In their 16-page lawsuit against Alphabet, the artists argue that not only is Google illegally using their works to train Imagen, but also that the LLM becomes able to produce similar works.

“During training of the model, the training images in the dataset are directly copied in full and then completely ingested by the model, meaning that protected expression from every training image enters the model,” they wrote. “As it copies and ingests billions of training images, the model progressively develops the ability to generate outputs that mimic the protected expression copied from the dataset. … These copyrighted training images were copied multiple times by Google during the training process for Imagen. Because Imagen contains weights that represent a transformation of the protected expression in the training dataset, Imagen is itself an infringing derivative work.”

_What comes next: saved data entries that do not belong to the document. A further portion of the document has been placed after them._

PR #568, opened 2025-07-28
[CI] Addresses stochasticity of Hurdle tests

tingiskhan:
#### Reference Issues/PRs

None referenced.

Addresses the stochasticity of the tests associated with Hurdle distribution by switching out the Poisson test with Negative Binomial instead, since Poisson doesn't implement an exact PPF.

No.

That tests pass deterministically.

No.

##### For all contributions

##### For new estimators

### DIFF
--- a/skpro/distributions/hurdle.py
+++ b/skpro/distributions/hurdle.py
@@ -167,12 +167,12 @@ class Hurdle(BaseDistribution):
     def get_test_params(cls, parameter_set="default"):  # noqa: D102
         import pandas as pd
 
-        from skpro.distributions import Poisson
+        from skpro.distributions import NegativeBinomial
 
         # scalar
         params_1 = {
             "p": 0.3,
-            "distribution": Poisson(mu=1.0),
+            "distribution": NegativeBinomial(mu=1.0, alpha=1.0),
         }
 
         # array 1
@@ -180,10 +180,10 @@ class Hurdle(BaseDistribution):
         idx = pd.Index([0, 1])
         cols = pd.Index(["a", "b", "c"])
 
-        poisson = Poisson(mu=mu, columns=cols, index=idx)
+        negbin = NegativeBinomial(mu=mu, alpha=1.0, columns=cols, index=idx)
         params_2 = {
             "p": 0.3,
-            "distribution": poisson,
+            "distribution": negbin,
             "index": idx,
             "columns": cols,
         }
@@ -191,7 +191,7 @@ class Hurdle(BaseDistribution):
         # array 2
         params_3 = {
             "p": np.array([0.2, 0.3]).reshape(-1, 1),
-            "distribution": poisson,
+            "distribution": negbin,
             "index": idx,
             "columns": cols,
         }
--- a/skpro/tests/_config.py
+++ b/skpro/tests/_config.py
@@ -10,5 +10,4 @@ EXCLUDE_ESTIMATORS = [
 
 EXCLUDED_TESTS = {
     "GLMRegressor": ["test_online_update"],  # see 497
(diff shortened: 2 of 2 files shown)


fkiraly:
oh, poisson does not have exact `ppf`?

Why does the `Hurdle` think i thas an exact `ppf`?

tingiskhan:
> oh, poisson does not have exact `ppf`?
> 
> Why does the `Hurdle` think i thas an exact `ppf`?

No it doesn't seem like it as it uses the general inverse formula for discrete RVs. But it seems as though that's not the main issue as it fails for Negative Binomial (which has an exact ppf).

Technically the Hurdle distribution has an exact inverse (if I'm not entirely wrong), which is given by the ppf of the truncated distribution (which is also exact) - the trouble is that the underlying distributions don't always have exact ppfs.

I'll continue debugging the Hurdle and see if I can resolve the issues as they seem to be related to the discrete cases only (as Normal case passes).

fkiraly:
This PR should set the tags of the composite distribution correctly based on those of the component distribution:
https://github.com/sktime/skpro/pull/569

tingiskhan:
Alright, it seems as though it's some sort of rounding issue tbh... If I debug and set a breakpoint at row 154 in `hurdle.py` and then offset `q_rescaled` with a small float (like 1e-6) I get the correct inverse.

Also seems to happen only for certain parameterizations (mu = 5)

fkiraly:
would it be a solution to shift `ppf` by eps?

tingiskhan:
> would it be a solution to shift `ppf` by eps?

Yep! Did that as per [fdf8063](https://github.com/sktime/skpro/pull/568/commits/fdf806322ccc92f967e3c72da2d014ad69a00348)

tingiskhan:
> This PR should set the tags of the composite distribution correctly based on those of the component distribution: #569

Should we combine this and #569?

fkiraly:
we can simply merge both? I do not think there is any conditional relation between the two PR, since it turns out #569 was not a fix to the bug.

fkiraly:
Do you have an idea why the tests in #569 are failing? It seems some API tests are running now but the return type is wrong.

tingiskhan:
> Do you have an idea why the tests in #569 are failing? It seems some API tests are running now but the return type is wrong.

I think I had the same issue when developing the Hurdle distribution, and I think it was related to the type of the distribution, or whether the distribution implemented some of the methods exactly/approximately

fkiraly:
I think we should try to figure out what is going on?

The risk is that if the tags are set to "approximate", some tests could be entirely skipped, and we do not notice actual bugs.

tingiskhan:
> I think we should try to figure out what is going on?
> 
> The risk is that if the tags are set to "approximate", some tests could be entirely skipped, and we do not notice actual bugs.

My take would be the following: skip the tag setting for now, and only use distributions with exact implementations for test cases in composite distributions? If the exact implementations work as expected, I guess that would imply that the approximate will work as well? Requires careful test construction for composite distributions, but my guess is that we need to implement either a mixin/base class for composite distributions as the use for this logic might pop up again later.

fkiraly:
My interpretation of the issue is that there are some bugs in `Hurdle` which are masked by the tags being approximate, but not causally related.

That is, there are actual bugs in the contract of `Hurdle`, which #569 "uncovers" but does not cause. "holding off" seems like a dangerous idea, since the bugs would be on `main` in this case?

tingiskhan:
> My interpretation of the issue is that there are some bugs in `Hurdle` which are masked by the tags being approximate, but not causally related.
> 
> That is, there are actual bugs in the contract of `Hurdle`, which #569 "uncovers" but does not cause. "holding off" seems like a dangerous idea, since the bugs would be on `main` in this case?

See comments #569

They added that, “Alphabet, as the corporate parent of Google, also commercially benefits from these acts of massive copyright infringement.”

The Debate Over Content

MediaNews Group argued that AI companies will pay for most of the tools they need to create and run their generative AI products, including computers, expensive specialized chips like Nvidia GPUs, electricity, programmers and facilities to house and run the systems. However, they also need high-quality content, with the company noting that OpenAI CEO Sam Altman had testified to the House of Lords in the UK that without copyrighted material, the company’s products wouldn’t be commercially viable.

“Despite admitting that they need copyrighted content to produce a commercially viable GenAI product, Defendants contend that they can fuel the creation and operation of these products with the Publishers’ content without permission and without paying for the privilege,” the company stated in the lawsuit. “They are wrong on both counts, as this lawsuit will prove.”

In addition, MediaNews Group pointed out that the internet has damaged the operating model by using the content and siphoning off ad revenue. The surviving newspapers have spent billions of dollars to pay reporters and editors to write and package the news for both print and online. The AI companies are then taking that content with impunity to create generative AI tools that undermine the publishing companies.

“This issue is not just a business problem for a handful of newspapers or the newspaper industry at large. It is a critical issue for civic life in America,” the company wrote. “Indeed, local news is the bedrock of democracy and its continued existence is put at risk by Defendants’ actions.”